Models APILucidworks AI

Table of Contents

Prerequisites
Training configuration
- Training data format
- Text processors
Models endpoint
- GET /models example
- POST /models example
Model ID endpoint
- GET /modelId example
Deployments endpoint
Model ID Deployments endpoint
- GET /modelId/deployments example

The Lucidworks AI Models API is used to manage custom models.

To view the full configuration specification for an API, click the View API specification button.

view api spec

Alternatively, click here to open the API spec.

Prerequisites

To use this API, you need:

The unique CUSTOMER_ID for your organization. For more information, see credentials to use APIs.
A bearer token generated with a scope value of machinelearning.model. For more information, see Authentication API.
Other result-specific fields such as MODEL_ID and DEPLOYMENT_ID for certain operations.

Training configuration

General and ecommerce recurrent neural network (RNN) models are supported.

For detailed information about training parameters and configuration, click View API specification.

Training data format

The catalog and signals training data require a shared primary key id pkid in both the:

index file that contains documents or products that are searched
query file that contains query data associated with the index documents

Text processors

The supported text processors are:

Word that contains a default of pre-trained English word tokenization and embeddings. The general RNN model defaults to this processor. The ecommerce RNN model uses this processor, and fine tunes the embeddings during training.

This processor sets text to lowercase and numbers are split into single digits. Processing attempts to match misspelled words and out-of-vocabulary (OOV) words. The result vocabulary is maximum 100,000 words.

For a language other than English, use the applicable byte pair encoding (BPE) processor.
Byte pair encoding (BPE) uses pre-trained BPE tokenization and embeddings.
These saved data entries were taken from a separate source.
PR #1311, opened 2026-07-18
KNOX-3355 - Add TrustedOidcIssuerService schema and interface

hsheinblatt:
KNOX-3355 - Add TrustedOidcIssuerService schema and interface

Feature context:
Support OIDC JWKS discovery to validate tokens from external authorizers. Currently,
there is a fixed trusted JWKS list created as part of initial configuration that can be used
to validate tokens. Allow the dynamic registration of trusted issuers with a flag that they are
trusted for OIDC JWKS discovery. Tokens will be validated with discovered JWKS from
such trusted issuers.

An initial detailed use case is to validate kubernetes service account tokens from
external kubernetes clusters. When the kubernetes cluster is created or integrated,
the kubernetes issuer can be registered as trusted for JWKS discovery without knox
service disruption. Then, service account tokens from that cluster can be validated
using OIDC discovery for JWKS.

The implementation plan is bottom up: first the storage and interface for the trusted
issuers, then the implementation of registration through an admin API in knox idf, and
then the token validation integration. It will be part of knox_idf initially, but written to
be portable so that it can be moved into a different or separate service if more
OIDC discovery use cases emerge.

How this patch was tested:
New unit tests are added.

Follow on changes will implement the interface and then integrate in the implementation
into KnoxIDF flows, but now there is no integration or UI changes.

Note this was originally posted in https://github.com/apache/knox/pull/1270 . The knox_idf
branch was altered, so this PR is made on top of the updated branch.
Comments on that pull request are also addressed here:
* Filed https://issues.apache.org/jira/browse/KNOX-3384 to track moving
  gateway-site.xml content to doc
* Added NOT NULL statements to the Derby SQL file. Note that it's not necessary on the
  primary key column as that will default to enforce NOT NULL, but it's still included for
  clarity.
* Moved the cluster_name column to the end for all SQL files.
* For the requestedBy column: it can be null if we can't resolve the principal name of
  the API caller. Arguably one should not set up permissions so that is possible, but in
  general it could happen.

### DIFF
--- a/gateway-server/src/main/java/org/apache/knox/gateway/database/AbstractDataSourceFactory.java
+++ b/gateway-server/src/main/java/org/apache/knox/gateway/database/AbstractDataSourceFactory.java
@@ -50,6 +50,10 @@ public abstract class AbstractDataSourceFactory {
     public static final String DERBY_KNOXIDF_FED_IDENTITY_TABLE_CREATE_SQL_FILE_NAME = "createKnoxIDFFederatedIdentityTableDerby.sql";
     public static final String DERBY_KNOXIDF_FED_IDENTITY_ATTR_TABLE_CREATE_SQL_FILE_NAME = "createKnoxIDFFederatedIdentityAttributesTableDerby.sql";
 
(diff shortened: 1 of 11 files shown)


smolnar82 (approved):

lmccay (approved):
Lint test failures are unrelated to this change.
+1

PR #1313, opened 2026-07-21
KNOX-3387: Forward proxy-namespace searches to the LDAP backend when proxy and remote base DNs differ

smolnar82:
[KNOX-3387](https://issues.apache.org/jira/browse/KNOX-3387) - HadoopGroupProvider returns no groups when the embedded LDAP proxy base DN differs from the remote base DN

When the embedded Knox LDAP service (`gateway.ldap.enabled=true`) is configured with an LDAP proxy backend whose proxy base DN (`gateway.ldap.base.dn`) differs from the backend's `remoteBaseDn`, group lookups via the HadoopGroupProvider (`use.ldap.service=true`) always returned an empty group list, even when the user is a member of groups on the remote LDAP server.

**Root cause:** group lookups (`KnoxLDAPServerManager.getUserGroups()`) search under the proxy base DN and flow through `UserSearchInterceptor.search()`, which only forwards to the backend when `isUnderBackendBaseDn()` passes. That check compared the proxy-namespace search base against `LdapProxyBackend.getBaseDn()`, which returns the remote base DN, so `"dc=proxy,dc=com".endsWith("dc=example,dc=com")` was `false`, the backend was never queried, and no `memberOf` values were found. This contradicts the backend's own contract: `LdapProxyBackend.search()` expects a proxy-namespace base and translates it to the remote namespace internally via `RemoteSchemaConverter`.

**Changes:**
- Added `getProxyBaseDn()` to the `LdapBackend` interface. `FileBackend` returns its single base DN (proxy and remote are identical for non-proxying backends); LdapProxyBackend returns `proxyBaseDn` (existing already).
- Updated `UserSearchInterceptor.isUnderBackendBaseDn()` to forward a search when the base is under the proxy base DN or the remote base DN. Both namespaces are registered as partitions by `KnoxLDAPServerManager`, and `LdapProxyBackend.search()` handles either.

No new configuration is introduced: `getProxyBaseDn()` exposes the already-existing value derived from `gateway.ldap.base.dn`.

## How was this patch tested?

- Added `UserSearchInterceptorTest` (4 cases) exercising a backend where `proxyBaseDn != remoteBaseDn`:
  - proxy-namespace search is forwarded and the entry is returned exactly once (regression guard);
  - sub-tree search below the proxy base DN is forwarded;
  - remote-namespace search is still forwarded;
  - operational searches (e.g. ou=schema) are not forwarded.
- Verified the tests fail against the pre-fix code (backend never queried → empty results) and pass with the fix.
- Ran the full `org.apache.knox.gateway.services.ldap.**` suite (132 tests) — all green, checkstyle included.
- Manually verified end-to-end: with `gateway.ldap.base.dn = dc=proxy,dc=com` and `remoteBaseDn = dc=example,dc=com`, HadoopGroupProvider now resolves the user's groups from the remote server; previously it logged 
```
Found groups for principal admin : [].
```
now:
```
Found groups for principal admin : [engineering, operations]
```

### DIFF
--- a/gateway-server/src/main/java/org/apache/knox/gateway/services/ldap/backend/FileBackend.java
+++ b/gateway-server/src/main/java/org/apache/knox/gateway/services/ldap/backend/FileBackend.java
@@ -91,6 +91,11 @@ public class FileBackend implements LdapBackend {
         return baseDn;
     }
 
+    @Override
+    public String getProxyBaseDn() {
+        return baseDn;
+    }
+
     private void loadData() throws Exception {
         Path path = Paths.get(dataFile);
 
--- a/gateway-server/src/main/java/org/apache/knox/gateway/services/ldap/backend/LdapBackend.java
+++ b/gateway-server/src/main/java/org/apache/knox/gateway/services/ldap/backend/LdapBackend.java
@@ -45,9 +45,22 @@ public interface LdapBackend {
     String getType();
 
     /**
-     * Get the base dn of this backend
+     * Get the base dn of this backend.
+     * <p>
+     * For proxying backends this is the <em>remote</em> base DN (the namespace of the
+     * upstream LDAP server). For non-proxying backends it is the same as
+     * {@link #getProxyBaseDn()}.
      */
     String getBaseDn();
+
+    /**
+     * Get the proxy (client-facing) base DN this backend is mounted at in the embedded
+     * LDAP server, i.e. the namespace incoming searches are expressed in.
+     * <p>
+     * Proxying backends translate this namespace to {@link #getBaseDn()} internally. For
+     * non-proxying backends this is the same as {@link #getBaseDn()}.
+     */
+    String getProxyBaseDn();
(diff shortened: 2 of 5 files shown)


smolnar82:
Cc. @handavid

hanicz (approved):

handavid:
I have a change that I was about to post for this same problem. I opened https://issues.apache.org/jira/browse/KNOX-3385. I'll post that shortly.

I did have a question for @smolnar82 regarding the comments in code for
```
// System/operational searches (ou=schema, cn=config, root-DSE) must not be forwarded.
```
just using the proxy/remote base dn does not restrict these searches. My delegates the decision to the LdapBackend so the backend can use the user or group search base to restrict searches.

handavid:
@smolnar82 see https://github.com/apache/knox/pull/1314

smolnar82:
Closing this in favor of #1314 .

PR #1315, opened 2026-07-22
KNOX-3355 - Add OIDC trusted issuer discovery implementation

hsheinblatt:
KNOX-3355 - Add OIDCDiscoveryHelper, JdbcTrustedOidcIssuerService, and TrustedOidcIssuerServiceFactory

## How was this patch tested?

Unit tests are added.

There are no integration or UI tests added. Integration tests will be added once enough of feature is merged
that the full flow can be tested.

### DIFF
--- a/gateway-server/src/main/java/org/apache/knox/gateway/services/knoxidf/trustedoidcissuer/JdbcTrustedOidcIssuerService.java
+++ b/gateway-server/src/main/java/org/apache/knox/gateway/services/knoxidf/trustedoidcissuer/JdbcTrustedOidcIssuerService.java
@@ -1,0 +1,200 @@
+/*
+ * Licensed to the Apache Software Foundation (ASF) under one or more
+ * contributor license agreements. See the NOTICE file distributed with this
+ * work for additional information regarding copyright ownership. The ASF
+ * licenses this file to you under the Apache License, Version 2.0 (the
+ * "License"); you may not use this file except in compliance with the License.
+ * You may obtain a copy of the License at
+ * <p>
+ * http://www.apache.org/licenses/LICENSE-2.0
+ * <p>
+ * Unless required by applicable law or agreed to in writing, software
+ * distributed under the License is distributed on an "AS IS" BASIS, WITHOUT
+ * WARRANTIES OR CONDITIONS OF ANY KIND, either express or implied. See the
+ * License for the specific language governing permissions and limitations under
+ * the License.
+ */
+package org.apache.knox.gateway.services.knoxidf.trustedoidcissuer;
+
+import org.apache.hadoop.conf.Configuration;
+import org.apache.knox.gateway.config.GatewayConfig;
+import org.apache.knox.gateway.database.DataSourceProvider;
+import org.apache.knox.gateway.i18n.messages.MessagesFactory;
+import org.apache.knox.gateway.services.ServiceLifecycleException;
+import org.apache.knox.gateway.services.security.AliasService;
+import org.apache.knox.gateway.util.knoxidf.KnoxIDFConstants;
+
+import java.sql.SQLException;
+import java.util.ArrayList;
+import java.util.Collections;
+import java.util.List;
+import java.util.Map;
+import java.util.Optional;
+import java.util.concurrent.atomic.AtomicBoolean;
+import java.util.concurrent.atomic.AtomicReference;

Each available pre-trained BPE model has different versions. The versions use the same token vectors, but have different vocabulary sizes:
- bpe_*_small embeddings have up to 10,000 vocabulary tokens
- bpe_*_large embeddings have up to 100,000 vocabulary tokens
- bpe_multi multilingual embeddings have up to 320,000 vocabulary tokens
Custom token embeddings, either word or BPE, that are based on the data provided during model training. This can be used if your content contains domain-specific vocabulary, or to train a model for a non-supported language. This embeddings training is language agnostic, but Lucidworks recommends using custom BPE training for non-Latin languages or in multilingual scenarios.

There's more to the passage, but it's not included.